# clamd / amavis error



## Quest (13. Jan. 2009)

Hallo zusammen,

Ein ähnliches Problem gab es ja bereits auf einigen Servern als das letzte mal clamAV aufgrund einer veralteten Version den Dienst verweigert hat.
Jetzt aber ist ja meines Wissens keine neue Version herausgekommen, das Freshclam-Log sieht aus wie es soll, nur meine mail.err wird neuerdings wieder damit überflutet:

Can't connect to UNIX socket /var/run/clamav/clamd.ctl: No such file or directory

Die Mails kommen natürlich leider nicht in der Mailbox an.

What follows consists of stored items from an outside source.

PR #75, opened 2017-01-31
std::optional support

zauguin:
This is almost like boost::optional, but part of C++17.
So we have the boost::optional interface without a boost dependency.

### DIFF
--- a/hdr/sqlite_modern_cpp.h
+++ b/hdr/sqlite_modern_cpp.h
@@ -8,6 +8,10 @@
 #include <memory>
 #include <vector>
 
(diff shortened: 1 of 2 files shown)


aminroosta:
@zauguin Ah, wonderful! Thanks for the PR :-)

I've added you as a collaborator to the project ([invite link](https://github.com/aminroosta/sqlite_modern_cpp/invitations)).
If you had time please update the README will an example :-)

zauguin:
Thanks. I will wait with the README change until the first compilers actually ship <optional>, until then it's more of a theoretical feature.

Habt ihr eine Idee, was ich machen könnte?
amavis / clamav / postfix restart habe ich bereits gemacht.
Am laufenden System wurde seit Wochen nichts geändert.


----------



## Quest (13. Jan. 2009)

PS: die angegebene clam.ctl fehlt im system tatsächlich.
Wie kann es sein, dass diese verschwindet?
Wie bekomme ich sie wieder?


----------



## Till (13. Jan. 2009)

Ruf mal auf:

updatedb
locate clamd.ctl


----------



## Quest (13. Jan. 2009)

Habe ich auch bereits versucht. Wurde nicht gefunden.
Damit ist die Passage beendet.